Assume you dissolve 0.235 g of the weak acid benzoic acid, C6H5CO2H, in enough water to make 3.00 ✕ 102 mL of solution and then titrate the solution with 0.133 M NaOH. C6H5CO2H(aq) + OH-(aq) C6H5CO2-(aq) + H2O(ℓ) What are the concentrations of the following ions at the equivalence point?
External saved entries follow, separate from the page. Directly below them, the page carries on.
PR #4638, opened 2024-12-19
Make parseLayoutVariables public

litzinger:
Making this public will let me greatly improve how Speedy parses cached templates that use layout variables.

$this->layout_vars is already public, along with most other methods to parse globals, vars etc, and even some methods that are prefixed with an underscore, which is usually indicative of a private method. Making this public doesn't feel like it would have adverse side effects?

### DIFF
--- a/system/ee/legacy/libraries/Template.php
+++ b/system/ee/legacy/libraries/Template.php
@@ -691,10 +691,11 @@ class EE_Template
      * @param  array $layout_vars Layout variables to parser, 'variable_name' => 'content'
      * @return string The parsed template/string
      */
-    private function parseLayoutVariables($str, $layout_vars)
+    public function parseLayoutVariables($str, $layout_vars)
     {
         $this->log_item("Layout Variables:", $layout_vars);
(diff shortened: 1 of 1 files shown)


system/ee/legacy/libraries/Template.php
```diff
@@ -691,10 +691,11 @@ public function parse(&$str, $is_embed = false, $site_id = '', $is_layout = fals
      * @param  array $layout_vars Layout variables to parser, 'variable_name' => 'content'
      * @return string The parsed template/string
      */
-    private function parseLayoutVariables($str, $layout_vars)
+    public function parseLayoutVariables($str, $layout_vars)
     {
         $this->log_item("Layout Variables:", $layout_vars);
         $this->layout_conditionals = [];
+        $layout_conditionals = [];
```
litzinger, line 698: Line 790 attempts to assign a variable to the class property, but it's not created until line 725, or in my case not at all. Add this so it doesn't throw an error.

intoeetive (approved):

PR #4663, opened 2025-01-02
Resolved #4634 where Member Template Generator was missing some templates

### LINKED ISSUE #4634: Member generator doesn't create reset_password_form template
If you reset your password with the Member generatorated templates, it send you an email with a link to a reset-password-template, but it doesn't work because the template doesn't exist.  And it's not a matter of the link being wrong, we just don't have a template with the correct tag- which is ```{exp:member:reset_password_form}```.

Just need to add that template with that tag and it's good.

intoeetive:
Resolved #4634 where Member Template Generator was missing some templates


bryannielsen (approved):

robinsowell (approved):
We even had a couple I didn't know were missing!  Looks good.

PR #4668, opened 2025-01-05
Added `orderby` parameter to `exp:channel:categories` tag; #4340

intoeetive:
Added `orderby` parameter to `exp:channel:categories` tag; #4340

User Guide: https://github.com/ExpressionEngine/ExpressionEngine-User-Guide/pull/919


matthewjohns0n (dismissed):

TomJaeger:
@robinsowell can you run a quick manual test on this one?

robinsowell (approved):
I could not break it.  Tried sorting on title and a custom select field.  Added in a show_empty param and specifying which cats.  Everything worked, no errors logged.

I did try adding an order param and it does work and isn't documented.  I did expect it to work- so yay.  I'll go stick it in the doc pr.  

But yep- totally worked.

PR #46, opened 2021-02-18
Use Golang composition to extend helm/pkg/action in hypper/pkg/action

viccuad:
Provide a manageable API to __hypper/pkg/action__ by embedding __helm/pkg/action__ types inside of it. Use Golang composition and embedded fields for doing so.

This allows us to expand the action package slowly from Helm's, while presenting a Hypper API that can be consumed externally.

See commit comments for expanded explanations.

Upsides:
- The refactor allows us to keep the same structure as Helm (for easy upstreaming).
- Allows us to extend the code incrementally.
- Allows us to provide the __hypper/pkg/*__ for consumption.

Downsides:
- We need to disable checking for composites in `go vet`. Given that we don't compose any other types, and the types that we compose (__hypper/pkg/action__ and __hypper/pkg/*__ in the future) are under our control, I believe the trade-off really pays off.

Alternatives considered:
- Don't use composite types, and wrap Helm methods and functions instead: IMHO this becomes unreasonable, as changing functions keep pulling other functions to be changed. Plus, makes upstreaming more difficult. Still, it would provide a consumable API for __hypper/pkg/*__.
- Keep consuming __helm/pkg/*__ directly for now. Simplifies current development. but this will pull a lot of copy-pasted Helm code, and doesn't create a consumable API for _hypper/pkg*_. Feels more like working on a Helm fork, than on a separate program that calls Helm libraries.

### DIFF
--- a/cmd/hypper/hypper.go
+++ b/cmd/hypper/hypper.go
@@ -12,6 +12,7 @@ import (
 	"github.com/rancher-sandbox/hypper/pkg/eyecandy"
 	"github.com/spf13/cobra"
 	"gopkg.in/yaml.v2"
+	helmAction "helm.sh/helm/v3/pkg/action"
 	kubefake "helm.sh/helm/v3/pkg/kube/fake"
 	"helm.sh/helm/v3/pkg/release"
 	"helm.sh/helm/v3/pkg/storage/driver"
@@ -23,7 +24,11 @@ func main() {
 	logger := logcli.NewStandard()
 	log.Current = logger
 
-	actionConfig := new(action.Configuration)
+	helmActionConfig := new(helmAction.Configuration)
+	actionConfig := &action.Configuration{
+		Configuration: helmActionConfig,
+	}
+
 	cmd, err := newRootCmd(actionConfig, log.Current, os.Args[1:])
 	if settings.Debug {
 		logger.Level = log.DebugLevel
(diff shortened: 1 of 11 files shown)


viccuad:
(I recommend that this PR is reviewed by stepping over each commit).

viccuad:
Maybe adding some lines in _docs/design.md_ with the upsides and downsides of using composition and deactivating the `-composite` lints would be a good idea.

cmd/hypper/hypper.go
```diff
@@ -23,7 +23,7 @@ func main() {
 	logger := logcli.NewStandard()
 	log.Current = logger
 
-	actionConfig := new(helmAction.Configuration)
+	actionConfig := new(action.Configuration)
```
viccuad, line 26: Unit tests pass, but running `hypper list` fails with an invalid mem address or nil pointer. I suppose we need to initialize our `hypper/pkg/action.Configuration` correctly here. Still, I'm looking at how to.

viccuad: fixed in https://github.com/rancher-sandbox/hypper/pull/46/commits/c7fd3ac77bdd38273cf9dec3ff1c26b6ad9e5305.

cmd/hypper/hypper.go
```diff
@@ -23,7 +24,11 @@ func main() {
 	logger := logcli.NewStandard()
 	log.Current = logger
 
-	actionConfig := new(helmAction.Configuration)
+	helmActionConfig := new(helmAction.Configuration)
+	actionConfig := &action.Configuration{
+		helmActionConfig,
+	}
```
mattfarina, line 30: If you change the way the embedding is handled you leave vet unchanged.

```go
actionConfig := &action.Configuration{
	Configuration: helmActionConfig,
}
```

There's a blog post with a nice example at https://dave.cheney.net/2015/05/22/struct-composition-with-go

This idea applies in the test, too. Then you can strip out the `go vet` modifications.

mattfarina (changes requested):

cmd/hypper/hypper.go
viccuad: doh, thanks :).

Done. Force-pushed to amend commit messages and drop some commits too.

mattfarina (approved):

PR #47, opened 2021-02-19
Add go 1.16.x to CI

viccuad:
I would like to add `latest` or `1.x` instead, but the GH Action doesn't support it yet, alas.


viccuad:
Well, I did the commit through GH ui, which sets `Author:     Victor Cuadrado Juan <viccuad@users.noreply.github.com>` and of course makes the DCO bot fail.

Force-pushed with correct author.

dragonchaser (approved):
lgtm

PR #51, opened 2021-02-24
add repo commands (old)

dragonchaser:


.golangci.yml
```diff
@@ -0,0 +1,26 @@
+run:
+  timeout: 2m
+
+linters:
+  disable-all: true
```
viccuad, line 5: I don't like disabling `errcheck` (and others) in golangci-lint.
I would very much prefer for _internal/registry_ to contain unchanged helm code (if we need changes, we overload by composition in _hypper/pkg_).

Once we have _internal/registry_ with unchanged helm code, we can just ignore that folder with `run.skip-dirs` (see https://golangci-lint.run/usage/configuration/#config-file).

viccuad (changes requested):

viccuad:
Commit https://github.com/rancher-sandbox/hypper/pull/51/commits/f1fd045aca0522d1c7211a855bb35cad3e47226d adds 14000 lines of code, and ~150 lines. I think this is wrong. How does one know which code is ours and which is Helms? From what point in Helm's history is the code (current master, v3.3, ...)? If any code gets copy-pasted from Helm, it should at minimum be contained to 1 commit, which message specifies the Helm' history point from which it was copy-pasted (I would prefer git subtrees, etc).

Also, commit https://github.com/rancher-sandbox/hypper/pull/51/commits/f1fd045aca0522d1c7211a855bb35cad3e47226d drops a lot of Helm packages in _internal/helm/pkg/_, for example _internal/helm/pkg/{getter,repo}_. The same concerns arise.
I would very much give a try using to composition instead, and any hypper modifications such be simple and in _hypper/pkg/{getter,repo}_.

There's also  _internal/helm/plugin_ (and maybe others) that should go in _internal/helm/_ by your approach. But I think this is not sustainable, and it's worth a try to just use composition instead.

pkg/hypperpath/lazypath.go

Na+, H3O+, OH- C6H5CO2- Incorrect: Your answer is incorrect. M Na+ Incorrect: Your answer is incorrect. M H3O+ Incorrect: Your answer is incorrect. M OH- Incorrect: Your answer is incorrect. M C6H5CO2- What is the pH of the solution? Incorrect: Your answer is incorrect.

Answer 1

First, let's calculate the moles of the acid:

moles A = 0.235 g / 122.12 g/mol = 0.00192 moles

With the expression moles A = moles B we can calculate the volume at the equivalence point:
0.00192 = 0.133 * Vb
Vb = 0.00192 / 0.133 = 0.01447 L or 14.47 mL.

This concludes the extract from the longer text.